Reinforced soil walls maximizing urban developable land

Overview

Creating stable development platforms on constrained urban sites often comes down to one question: how to retain soil efficiently without giving up valuable land. At Eco Botanic City in Iskandar Puteri, Johor, land formation required long, steep retaining structures capable of supporting residential and mixed-use development while adapting to varied topography. Conventional retaining systems would have consumed space and increased material demands. A reinforced soil wall solution offered a way to form safe, buildable platforms while maximizing usable land and maintaining constructability.

The project involved approximately 1,385 m of geocomposite-reinforced soil walls with heights ranging from 2.0 m to 7.0 m using MIRAFI^® Polyfelt PEC. Wall faces were constructed at an inclination of roughly 82 degrees from horizontal, with selected sections incorporating backslopes of 0.5 m to 3.0 m at a 1V:2H gradient. The system was designed to accommodate site geometry, support long continuous wall alignments, and align with sustainable urban development goals.

Challenge

The primary challenge was delivering a structurally sound retaining system across a long alignment with variable wall heights and integrated backslopes, all while maintaining construction efficiency and land-use optimization. The walls needed to perform as permanent structures, resist earth pressures, and manage internal drainage without relying on imported or specialized backfill materials.

Construction sequencing also required tight control. Reinforcement layers had to be installed at consistent vertical spacing, backfill needed to meet compaction requirements, and drainage elements had to remain continuous along the full wall length. Any inefficiency or material incompatibility would have increased construction time, cost, and environmental impact through additional material transport.

Solution

A geocomposite-reinforced soil wall system was selected for its flexibility, cost efficiency, and ability to use locally available backfill. Composite reinforcement geotextiles were installed at 0.4 m vertical intervals, working in combination with segmental block facing units. Backfill was placed in 200 mm lifts and compacted to at least 95% of maximum dry density, forming a stable reinforced soil mass behind the facing.

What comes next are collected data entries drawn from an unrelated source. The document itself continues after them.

PR #701, opened 2022-02-10
vdk-ingest-http: additional request parameters support

ivakoleva:
vdk-ingest-http: additional request parameters support

Plugin was missing connect & read timeout configurations, 
along with cert file path, and configurable TLS certificate
verification that was hardcoded to False (tagged with nosec).
It was also missing retries configuration on total retries count, 
backoff factor, and status forcelist.

Added configurations for INGEST_OVER_HTTP_CONNECT_TIMEOUT_SECONDS,
INGEST_OVER_HTTP_READ_TIMEOUT_SECONDS, INGEST_OVER_HTTP_CERT_FILE_PATH,
and INGEST_OVER_HTTP_VERIFY that is enabled by default. 
Added also INGEST_OVER_HTTP_RETRY_TOTAL, 
INGEST_OVER_HTTP_RETRY_BACKOFF_FACTOR and 
INGEST_OVER_HTTP_RETRY_STATUS_FORCELIST configurations.

Testing Done: added test_ingest_over_http_request_parameters_propagation
unit test.


projects/vdk-plugins/vdk-ingest-http/src/vdk/plugin/ingest_http/ingest_http_plugin.py
```diff
@@ -19,6 +19,28 @@ def vdk_configure(config_builder: ConfigurationBuilder) -> None:
...
+        key="INGEST_OVER_HTTP_CONNECT_TIMEOUT_SECONDS",
+        default_value=None,
+        description="How many seconds to wait for connecting to the server",
+    )
+    config_builder.add(
+        key="INGEST_OVER_HTTP_READ_TIMEOUT_SECONDS",
+        default_value=None,
+        description="How many seconds to wait for the server to read data",
+    )
+    config_builder.add(
```
doks5, line 32: Should we be having a configuration variable that accepts two completely different data types (boolean -- string file path)?

projects/vdk-plugins/vdk-ingest-http/src/vdk/plugin/ingest_http/ingest_over_http.py
```diff
@@ -102,7 +136,9 @@ def __send_data(self, data, http_url, headers) -> IngestionResult:
                 url=http_url,
                 json=data,
                 headers=headers,
-                verify=False,  # nosec # TODO: disabled temporarily for easier testing, it must be configurable
+                timeout=(self._connect_timeout_seconds, self._read_timeout_seconds),
+                cert=self._cert_file_path,  # certifi.where(),
+                verify=self._verify,
```
doks5, line 141: We don't seem to be guarding against `_verify` being a random string. Is this an acceptable risk?

doks5 (approved):
Overall, looks ok to me.

doks5 (approved):

projects/vdk-plugins/vdk-ingest-http/src/vdk/plugin/ingest_http/ingest_over_http.py
ivakoleva: take a look at requests sessions.py verify param pydoc:
```
param verify: (optional) Either a boolean, in which case it controls whether we verify
            the server's TLS certificate, or a string, in which case it must be a path
            to a CA bundle to use. Defaults to ``True``. When set to
            ``False``, requests will accept any TLS certificate presented by
            the server, and will ignore hostname mismatches and/or expired
            certificates, which will make your application vulnerable to
            man-in-the-middle (MitM) attacks. Setting verify to ``False`` 
            may be useful during local development or testing.
```
both boolean or string values are supported

projects/vdk-plugins/vdk-ingest-http/src/vdk/plugin/ingest_http/ingest_http_plugin.py
ivakoleva: seems requests is designed that way

doks5: Ok.

projects/vdk-plugins/vdk-ingest-http/src/vdk/plugin/ingest_http/ingest_http_plugin.py
```diff
@@ -29,6 +51,24 @@ def vdk_configure(config_builder: ConfigurationBuilder) -> None:
         default_value="utf-8",
         description="Encoding used if compressing the payload",
     )
+    config_builder.add(
+        key="INGEST_OVER_HTTP_RETRY_TOTAL",
+        default_value=10,
```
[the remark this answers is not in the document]
doks5: Ok.

projects/vdk-plugins/vdk-ingest-http/src/vdk/plugin/ingest_http/ingest_over_http.py
doks5: My concern was that sessions.request does not really check the value of `verify` if it is a string, https://github.com/psf/requests/blob/main/requests/sessions.py#L707. It just accepts it as-is, which means that a random sting passed as a certificate would cause an exception to be thrown down the chain.
This is a minor thing, though, so you can ignore it.

PR #706, opened 2022-02-15
vdk-control-cli: Expand missing resource error message

### LINKED ISSUE #605: Unclear error message when job name or team are not passed correctly.
**Describe the bug**  
When creating my job I used my own team name that was different from the original job’s team name. Then. When I was deploying the job I got an error and it took me a while to figure out what was going on. Vdk was insisting that I did a spelling mistake.

**Steps To Reproduce**
1. create new job vdk create -n foo -t my-team
2. configure different team name in config.ini
3. vdk deploy -p job-dir 

We get very confusing error

**Expected behavior**
Be more explicit with user that team name is wrong

**Screenshots**

image

**Version  (please complete the following information):**
 The latest as of 06. December 2021

**Additional context**

Likely need more granular error handling on "X is NotFound" error directly in teh control service. The user get the message from the control service directly usually so we need to be a bit more explicit.

gageorgiev:
In the case when a user creates a job in the control service with
a given team name, then changes the team name in the job's config
file, the message printed is not clear enough.
The message was expanded to inform the user of the aforementioned
possible issue. This approach was chosen over checking for this
issue specifically, as that approach would have required changes
to both vdk-control-cli and the control-service and would have
required much longer development time.

Closes #605

Testing done: following reproduction steps found in #605 and
verified message is printed


tozka:
That's good. change, as it makes the generic not found message a bit more helpful. 

but in the ticket https://github.com/vmware/versatile-data-kit/issues/605 I have a more bold goal. I'd like that the control service returns exactly what is not found (not generic 404) but it would say "No job with that name", "no such team exists" . So please keep the ticket open.

tozka (approved):

PR #709, opened 2022-02-16
vdk-control-cli: Make list command print all jobs on empty team param 

gageorgiev:
The `list` command will now work when no team has been supplied as
a parameter, in which case it will query for all teams.
Some other small improvements have been made as well.

Testing done: added unittest

### DIFF
--- a/projects/vdk-plugins/vdk-plugin-control-cli/src/vdk/plugin/control_cli_plugin/vdk_plugin_control_cli.py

MIRAFI Polyfelt PEC composite geotextile was used as the primary reinforcement and separation layer. By combining multiple functions into a single product, the system simplified installation and reduced the number of materials handled on site. Internal drainage was managed using drainage aggregates, subsoil pipes, and MIRAFI Polyfelt TS nonwoven geotextile for filtration, ensuring controlled water movement and long-term performance of the reinforced structure.

The completed walls provided stable development platforms while reducing material transport and supporting the use of on-site soils, lowering the project’s overall carbon footprint. The outcome demonstrated that long, high reinforced soil walls can be constructed efficiently using composite geotextiles when proper design standards and construction controls are applied. The solution delivered durable earth retention, optimized land use, and a practical framework for sustainable urban site development.